**HOW TO COMPLETE THIS TASK**:
Search the data below for "cWorld"; list each line that holds it.

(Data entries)

*****

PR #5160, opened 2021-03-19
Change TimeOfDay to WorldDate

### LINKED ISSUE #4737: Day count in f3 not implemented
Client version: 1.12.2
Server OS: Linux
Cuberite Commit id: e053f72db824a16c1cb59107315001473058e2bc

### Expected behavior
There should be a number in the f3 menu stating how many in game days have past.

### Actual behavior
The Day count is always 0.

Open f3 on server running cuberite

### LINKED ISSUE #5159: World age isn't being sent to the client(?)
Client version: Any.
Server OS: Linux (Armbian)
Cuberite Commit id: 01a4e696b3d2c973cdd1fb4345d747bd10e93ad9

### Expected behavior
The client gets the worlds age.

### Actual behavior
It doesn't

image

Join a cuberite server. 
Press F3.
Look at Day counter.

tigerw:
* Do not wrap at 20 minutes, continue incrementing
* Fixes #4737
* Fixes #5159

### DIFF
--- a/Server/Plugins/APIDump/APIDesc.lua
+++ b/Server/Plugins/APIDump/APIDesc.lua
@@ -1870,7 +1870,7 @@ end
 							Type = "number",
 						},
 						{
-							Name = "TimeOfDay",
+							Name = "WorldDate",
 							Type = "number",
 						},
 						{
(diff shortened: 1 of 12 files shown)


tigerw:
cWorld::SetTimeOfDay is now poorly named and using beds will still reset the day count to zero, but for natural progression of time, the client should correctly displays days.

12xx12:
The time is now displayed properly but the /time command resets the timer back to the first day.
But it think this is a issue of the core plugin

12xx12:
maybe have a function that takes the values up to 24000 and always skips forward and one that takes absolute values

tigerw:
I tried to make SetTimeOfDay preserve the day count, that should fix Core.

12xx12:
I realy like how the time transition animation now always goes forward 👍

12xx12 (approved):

*****

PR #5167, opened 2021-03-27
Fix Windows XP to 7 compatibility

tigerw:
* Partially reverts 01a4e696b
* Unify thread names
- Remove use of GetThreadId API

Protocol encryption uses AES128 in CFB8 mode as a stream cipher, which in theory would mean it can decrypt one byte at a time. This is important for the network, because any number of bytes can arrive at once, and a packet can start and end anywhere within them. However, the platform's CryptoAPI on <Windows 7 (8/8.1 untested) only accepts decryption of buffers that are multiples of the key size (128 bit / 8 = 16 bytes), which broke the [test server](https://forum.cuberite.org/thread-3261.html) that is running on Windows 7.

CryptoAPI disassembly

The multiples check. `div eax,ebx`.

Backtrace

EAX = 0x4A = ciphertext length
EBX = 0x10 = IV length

*****

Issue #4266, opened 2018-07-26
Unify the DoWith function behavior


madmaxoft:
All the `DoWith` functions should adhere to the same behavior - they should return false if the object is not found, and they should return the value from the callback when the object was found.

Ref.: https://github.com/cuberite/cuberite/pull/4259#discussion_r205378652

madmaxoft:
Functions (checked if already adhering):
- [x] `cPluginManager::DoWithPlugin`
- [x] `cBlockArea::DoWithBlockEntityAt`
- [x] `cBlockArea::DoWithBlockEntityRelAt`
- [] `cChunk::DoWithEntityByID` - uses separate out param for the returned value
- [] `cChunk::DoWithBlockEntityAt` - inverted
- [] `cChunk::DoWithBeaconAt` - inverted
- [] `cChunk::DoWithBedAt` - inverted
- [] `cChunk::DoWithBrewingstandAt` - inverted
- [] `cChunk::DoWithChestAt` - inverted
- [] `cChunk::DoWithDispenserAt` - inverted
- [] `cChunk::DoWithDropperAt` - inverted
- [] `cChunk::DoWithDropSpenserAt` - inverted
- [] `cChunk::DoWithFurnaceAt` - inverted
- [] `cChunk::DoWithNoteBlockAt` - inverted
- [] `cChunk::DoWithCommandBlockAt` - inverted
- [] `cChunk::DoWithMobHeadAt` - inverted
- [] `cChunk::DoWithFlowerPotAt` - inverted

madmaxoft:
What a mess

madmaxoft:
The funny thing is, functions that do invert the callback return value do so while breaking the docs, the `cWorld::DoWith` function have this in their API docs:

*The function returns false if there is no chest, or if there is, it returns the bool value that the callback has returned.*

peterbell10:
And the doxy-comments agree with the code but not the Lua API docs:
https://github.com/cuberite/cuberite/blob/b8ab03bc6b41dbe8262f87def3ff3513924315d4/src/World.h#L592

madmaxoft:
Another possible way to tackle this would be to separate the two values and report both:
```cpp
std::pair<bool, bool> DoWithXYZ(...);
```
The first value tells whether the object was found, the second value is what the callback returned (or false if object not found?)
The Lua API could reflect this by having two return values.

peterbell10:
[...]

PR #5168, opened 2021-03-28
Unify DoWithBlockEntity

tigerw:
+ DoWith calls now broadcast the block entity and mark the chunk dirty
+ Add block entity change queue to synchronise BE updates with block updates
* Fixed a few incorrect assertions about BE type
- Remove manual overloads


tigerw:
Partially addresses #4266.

*****

**EXERCISE ANSWER**:
cWorld::SetTimeOfDay is now poorly named and using beds will still reset the day count to zero, but for natural progression of time, the client should correctly displays days.
The funny thing is, functions that do invert the callback return value do so while breaking the docs, the `cWorld::DoWith` function have this in their API docs:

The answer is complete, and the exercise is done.